== Required work ==
Please show all lines of the records that include "LGTM".

Saved data entries:
PR #511, opened 2022-02-02
Access ExitCode from maraboupy 

anwu1219:
1. Now the solve method of Maraboupy returns the exitcode of the Engine. Before there was no way to differ "error" and "unsat".
2. Extended the tests/examples accordingly.
3. decrease the default value of the numerical tolerance.

### DIFF
--- a/src/configuration/GlobalConfiguration.cpp
+++ b/src/configuration/GlobalConfiguration.cpp
@@ -59,7 +59,7 @@ const double GlobalConfiguration::SYMBOLIC_TIGHTENING_ROUNDING_CONSTANT = 0.0000
 const bool GlobalConfiguration::PREPROCESS_INPUT_QUERY = true;
 const bool GlobalConfiguration::PREPROCESSOR_ELIMINATE_VARIABLES = true;
 const bool GlobalConfiguration::PREPROCESSOR_PL_CONSTRAINTS_ADD_AUX_EQUATIONS = true;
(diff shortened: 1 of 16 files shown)


src/configuration/GlobalConfiguration.cpp
```diff
@@ -70,8 +70,8 @@ const unsigned GlobalConfiguration::PSE_ITERATIONS_BEFORE_RESET = 1000;
 const double GlobalConfiguration::PSE_GAMMA_ERROR_THRESHOLD = 0.001;
 const double GlobalConfiguration::PSE_GAMMA_UPDATE_TOLERANCE = 0.000000001;
 
-const double GlobalConfiguration::RELU_CONSTRAINT_COMPARISON_TOLERANCE = 0.00001;
-const double GlobalConfiguration::ABS_CONSTRAINT_COMPARISON_TOLERANCE = 0.00001;
+const double GlobalConfiguration::RELU_CONSTRAINT_COMPARISON_TOLERANCE = 1e-6;
```
AleksandarZeljic, line 73: This is a slightly smaller value. It might make sense to make this change in a separate PR so that is obvious, as it might affect performance (I think it's unlikely), but it's a cleaner approach in case it does affect performance.

AleksandarZeljic (approved):
LGTM. See the comment re: GlobalConfiguration values.

anwu1219:
> LGTM. See the comment re: GlobalConfiguration values.

I agree it's cleaner to do this in a different PR in case there's big performance change. Thanks for pointing this out! I reverted that particular change and will submit a separate PR.

PR #513, opened 2022-02-03
Add bound-aware auxiliary constraints after preprocessing 

anwu1219:
For Sign constraint, currently, we are not adding the symbolic lower and upper bound as auxiliary constraints. 
Add those constraints seem to have positive effects and also makes the SoI cost term for Sign much cleaner (just 1 - f for positive phase and 1 + f for negative phase).
 
This PR:
1. Extend PLConstraint with a addAuxEquationsAfterPreprocessing method().
2. Implement this method for Sign, which adds the symbolic upper and lower bounds in the BNN paper as constraints.
2. Reduce the dependency of NLR bound propagation passes on the Tableau. This is needed for this PR's purpose because we want to add tight symbolic upper/lower bounds, which means we want to add those aux equations to the preprocessedQuery after performing the SBT but before initializing the tableau.
3. Add 19 regression tests for BNN to regress1 using the MLP from the BNN paper. With the Aux constraints, those regression tests took ~1 minutes to run in total. Without the Aux constraints for Sign, two of those tests takes more than 5 minutes (time out set to 5 minutes).


AleksandarZeljic:
@guyam2 We have trouble tagging you again. Seeing if this will let tag you as the reviewer.

guyam2:
@AleksandarZeljic try now :)

guykatzz (approved):
Overall, LGTM
With this mechanism for adding post-PP bounds, it is natural to add the upper edge of the triangle for ReLU constraints (so far for y=relu(x) we only have y>=x and y>=0, but we can also add the upper-bound equation on y that uses the bounds on x). Could you please see how that affects performance? It can also be a separate PR.

anwu1219:
> Overall, LGTM
> With this mechanism for adding post-PP bounds, it is natural to add the upper edge of the triangle for ReLU constraints (so far for y=relu(x) we only have y>=x and y>=0, but we can also add the upper-bound equation on y that uses the bounds on x). Could you please see how that affects performance? It can also be a separate PR.

I think last time I checked, there were indeed some moderate improvement with this upper bound for ReLU. I can make a separate PR for that.

PR #514, opened 2022-02-04
Extend Sign and Abs with SoI and make DeepSoI default.

anwu1219:
The regression test for BNN would probably fail for now, because of the missing aux constraints. They should pass when PR https://github.com/NeuralNetworkVerification/Marabou/pull/513
is integrated.


guykatzz (approved):

src/common/LinearExpression.h
```diff
@@ -39,6 +39,8 @@ class LinearExpression
 
     double evaluate( const Map<unsigned, double> &assignment );
 
+    bool isZero();
```
guykatzz, line 42: Make this a const function

src/engine/Engine.cpp
```diff
@@ -320,6 +320,7 @@ bool Engine::solve( unsigned timeoutInSeconds )
             _tableau->toggleOptimization( false );
             continue;
         }
+        /*
```
guykatzz, line 323: Is this commenting-out on purpose?

src/engine/SumOfInfeasibilitiesManager.cpp
```diff
@@ -136,6 +143,23 @@ void SumOfInfeasibilitiesManager::initializePhasePatternWithCurrentInputAssignme
...
 
+void SumOfInfeasibilitiesManager::initializePhasePatternWithCurrentAssignment()
+{
+    obtainCurrentAssignment();
+
+    for ( const auto &plConstraint : _plConstraints )
+    {
+        ASSERT( !_currentPhasePattern.exists( plConstraint ) );
+        if ( plConstraint->isActive() && !plConstraint->phaseFixed() &&
+             plConstraint->getType() != DISJUNCTION )
```
guykatzz, line 154: I don't like the SoIManager probing for exact constraint types. Better have something like a virtual function plc->supportsSoi(), and have the SoIManager call it to check

src/system_tests/Test_Disjunction.h
```diff
@@ -134,8 +134,8 @@ class DisjunctionTestSuite : public CxxTest::TestSuite
         Engine engine;
         TS_ASSERT_THROWS_NOTHING( engine.processInputQuery( inputQuery ) );
 
-        TS_ASSERT_THROWS_NOTHING( engine.solve() );
-
+        engine.solve();
+        return;
```
guykatzz, line 138: A left over?

PR #515, opened 2022-02-04
make all disjuncts bounds

anwu1219:
Add a processing pass to Disjunction constraints so that the disjuncts only contain bounds. This not only makes it possible to do SoI on Disjunctions but also makes Disjunction compatible with the context dependent refactoring (no new vars introduced during case splits).


guykatzz (commented):
The functionality added here seems correct, but I dislike making the Preprocessor aware of specific constraints (Disjunctions, in this case). Why not place this functionality within the disjunction itself? Whenever it's initialized form a set of PLCaseSplits, just transform them as part of the c'tor. Alternatively, have a general PLC method called from the Preprocessor, allowing PLCs to transform themselves.

anwu1219:
> The functionality added here seems correct, but I dislike making the Preprocessor aware of specific constraints (Disjunctions, in this case). Why not place this functionality within the disjunction itself? Whenever it's initialized form a set of PLCaseSplits, just transform them as part of the c'tor. Alternatively, have a general PLC method called from the Preprocessor, allowing PLCs to transform themselves.

I see. That makes sense! I think I’ll go with the second solution, because we need to store the newly generated equations in the inputQeury.

src/engine/DisjunctionConstraint.h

== Task solution ==
LGTM. See the comment re: GlobalConfiguration values.
> LGTM. See the comment re: GlobalConfiguration values.
Overall, LGTM
> Overall, LGTM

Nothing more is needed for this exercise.